**Exercise aim**: Scan the entries below for the string "opened" and copy every line where it turns up.

»»

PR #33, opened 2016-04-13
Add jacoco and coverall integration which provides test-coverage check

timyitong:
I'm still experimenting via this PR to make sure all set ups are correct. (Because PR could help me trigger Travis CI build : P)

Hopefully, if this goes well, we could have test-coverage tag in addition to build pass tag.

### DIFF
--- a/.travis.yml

««
»»

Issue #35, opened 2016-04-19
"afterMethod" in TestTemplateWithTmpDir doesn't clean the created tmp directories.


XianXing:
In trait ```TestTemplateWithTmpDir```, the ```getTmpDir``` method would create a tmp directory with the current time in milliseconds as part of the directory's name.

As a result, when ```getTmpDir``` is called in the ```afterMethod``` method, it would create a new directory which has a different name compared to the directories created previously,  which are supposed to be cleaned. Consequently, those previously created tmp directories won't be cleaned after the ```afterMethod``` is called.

««

**Answer space**:
PR #33, opened 2016-04-13
Issue #35, opened 2016-04-19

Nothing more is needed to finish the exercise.